I will be there, can't wait. I have two new toys to try out. After 35 years of on and off ice fishing I'm really excited. A drill adapter and a fish finder. I hope the fish bite.


----------



## fishslim (Apr 28, 2005)

Was there this afternoon there is plenty of ice. Question is where are the fish? I have talked to many and no one is getting eyes,just a few dinks here and there. Tried couple places and had a couple hits but no fish on ice for me and none by any one around me. Just terrible bite like fall. Buckeye has 4-6 inches of ice on it and after the great bite that was there this fall might be the better bet to get numbers on eyes. Good Fishing be safe.


----------



## triton189 (Nov 6, 2009)

fishslim said:


> Was there this afternoon there is plenty of ice.
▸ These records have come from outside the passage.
PR #1361, opened 2022-10-19
[DR-2784] Add initial Firecloud group support for DUOS integration

okotsopoulos:
https://broadworkbench.atlassian.net/browse/DR-2784

This PR adds support for creating, recording, and retrieving the Firecloud groups which will serve as containers for a DUOS dataset’s authorized users.  Presently, this code is not yet wired in anywhere or accessible to the end user, but I've elected to break up my work with the goal of easier review.

**Changes**
I broke these up into logical commits if you'd prefer to step through them.
- We can now call `IamService` to create or delete a Firecloud managed group.  All of these actions are performed as the TDR service account, which will be the group's sole administrator.
- We store records of our TDR-managed Firecloud groups in new Postgres table `duos_firecloud_group`, which associates these groups with their DUOS dataset ID.
- `DuosService` introduces support for creating or retrieving TDR-managed Firecloud groups, leveraging `DuosDao` to record them.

Question is where are the fish? I have talked to many and no one is getting eyes,just a few dinks here and there. Tried couple places and had a couple hits but no fish on ice for me and none by any one around me. Just terrible bite like fall. Buckeye has 4-6 inches of ice on it and after the great bite that was there this fall might be the better bet to get numbers on eyes. Good Fishing be safe.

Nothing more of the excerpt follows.